The Model score is the absolute binary logarithm of the p-value for the association between a REM and its target gene. It serves as an indicator on how important a REM is for the expression prediction of its target gene. The higher the score, the more impact the REM is supposed to have. This value is not cell type specific as it is calculated over all cell types. It allows for a comparison in between the REMs but not in between cell types. For a cell type-specific comparison, have a look at the Cell type score.

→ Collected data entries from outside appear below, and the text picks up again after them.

PR #73, opened 2021-07-17
Allow signing of empty data for SmartKey

rchaing-figure:
Let SmartKey sign empty data, mirror what the java Signature class currently does, cause there are uses cases where data comes in as empty but still gets signed.


scirner22:
Were you able to replicate the problem we were seeing? I guess it would be a contract where you propose multiple facts and make one of them an empty proto, then hydrate.

scirner22:
Also curious if each singing instance is totally separate, how does one empty proto cause the others in the record group to sign incorrectly?

rchaing-figure:
This might be the case of hash and p8e-contract versions coming from different time spans, with the invalid signature.

Just ran this against SynergyOne on Test with it being SmartKey type, and it executed successfully.

rchaing-figure:
This just allows signing of empty protos to be signed, different from the unable to verify signatures cases that have been floating about.

scirner22 (approved):

PR #76, opened 2021-07-20
Ensure scope separate block

piercetrey-figure:
free specific scopes for further transactions, hopefully a more correct approach than just watching the block height and clearing all scope ids upon an increase in height. This should prevent the same scope from having a contract run on it in different transactions in the same block, which can cause events to remain unprocessed, due to the scope.lastEvent being used to look up envelopes based on execution uuid

### DIFF
--- a/p8e-api/src/main/kotlin/io/provenance/engine/service/ChaincodeInvokeService.kt
+++ b/p8e-api/src/main/kotlin/io/provenance/engine/service/ChaincodeInvokeService.kt
@@ -49,6 +49,14 @@ class ChaincodeInvokeService(
     private val chaincodeProperties: ChaincodeProperties,
     private val provenanceGrpc: ProvenanceGrpcService,
 ) : IChaincodeInvokeService {
+
+    companion object {
+        private val blockScopeIds = HashSet<String>()
+        fun freeScope(scopeUuid: UUID) {
+            blockScopeIds.remove(scopeUuid.toString())
+        }
+    }
+
     private val log = logger()
 
     private val objectMapper = ObjectMapper().configureProvenance()
@@ -75,7 +83,6 @@ class ChaincodeInvokeService(
 
     // non-thread safe data structures that are only used within the worker thread
     private val batch = mutableListOf<ContractRequestWrapper>()
-    private val blockScopeIds = HashSet<String>()
     private val priorityScopeBacklog = HashMap<String, LinkedList<ContractRequestWrapper>>()
     private var currentBlockHeight = 0L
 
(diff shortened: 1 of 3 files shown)


scirner22:
Carry over from slack for github records - we discussed adding a blockheight for when the scope was added to the batch. That way the event stream can iterate over the batch and log at the error level if any of the scopes have been in there for more than N blocks.

p8e-api/src/main/kotlin/io/provenance/engine/service/ChaincodeInvokeService.kt
```diff
@@ -49,6 +49,14 @@ class ChaincodeInvokeService(
     private val chaincodeProperties: ChaincodeProperties,
     private val provenanceGrpc: ProvenanceGrpcService,
 ) : IChaincodeInvokeService {
+
+    companion object {
+        private val blockScopeIds = HashSet<String>()
+        fun freeScope(scopeUuid: UUID) {
```
rchaing-figure, line 55: free in this context the same as release/remove scopes?

piercetrey-figure: yeah, maybe release would be a better word, or unlock 🤔

piercetrey-figure: changed everything to lock/unlock

piercetrey-figure:
@scirner22 I added that in, we will error log a scope uuid (once) if it has been locked for > 10 blocks, let me know what you think

p8e-api/src/main/kotlin/io/provenance/engine/service/ChaincodeInvokeService.kt
```diff
@@ -49,7 +48,37 @@ class ChaincodeInvokeService(
     private val chaincodeProperties: ChaincodeProperties,
     private val provenanceGrpc: ProvenanceGrpcService,
 ) : IChaincodeInvokeService {
-    private val log = logger()
+
+    companion object {
+        private val log = logger()
+
+        private val blockScopeIds = HashSet<String>()
+        private val scopeLockHeights = HashMap<String, Long>()
```
scirner22, line 56: We should probably move these to ConcurrentHashMaps now. Previously only the batching thread was using it, but now it's being unlocked in the event stream thread and reaper as well.

piercetrey-figure: oh good point, I'll update that

piercetrey-figure: updated

scirner22 (approved):

rchaing-figure (approved):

Cluster of REMs (CREM) ID¶

As STITCHIT determine REMs for each gene seperately and not the other way around, the identified regions can overlap. A REM cluster is a region of neighbouring REMs that overlap by at least one base pair (bp). There have to be a minimum of two overlapping REMs to be called a CREM. Each REM cluster is assigned to a unique CREM ID. We start counting from CREM0000001 ascending. By clicking on the Cluster of REMs (CREM) ID you get forwareded to a table with all REMs inside of this cluster. We show a schema of a CREM here.

Number of REMs per CREM¶

Shows how many REMs are contained in the CREM to which the REM belongs to. If the row is empty, then the REM does not have any overlapping other REM and therefore is not considered as a cluster.

Cell type score¶

Cell type score is the absolute product of the regression coefficient and the DNase1 activity in a REM, indicating how important a REM is in this cell type. The higher the value, the higher the REMs expected contribution to its target gene’s expression in this cell type. The regression coefficient is not cell type-specific, but the DNase1 activity is. Therefore, the Cell type score can be used to rank REMs according to their importance between cell types for the same gene or to rank REMs within one cell type.

Cell type DNase signal¶

Cell type DNase signal is the DNase1 signal for the cell type of interest measured in the REM region. It is normalized for sequening depth and can be used to compare the activity of REMs between samples. As we have more than one sample for each cell type, we took the average activity of those samples. The activity was obtained from the Roadmap and Blueprint consortia and is no parameter calculated by STITCHIT.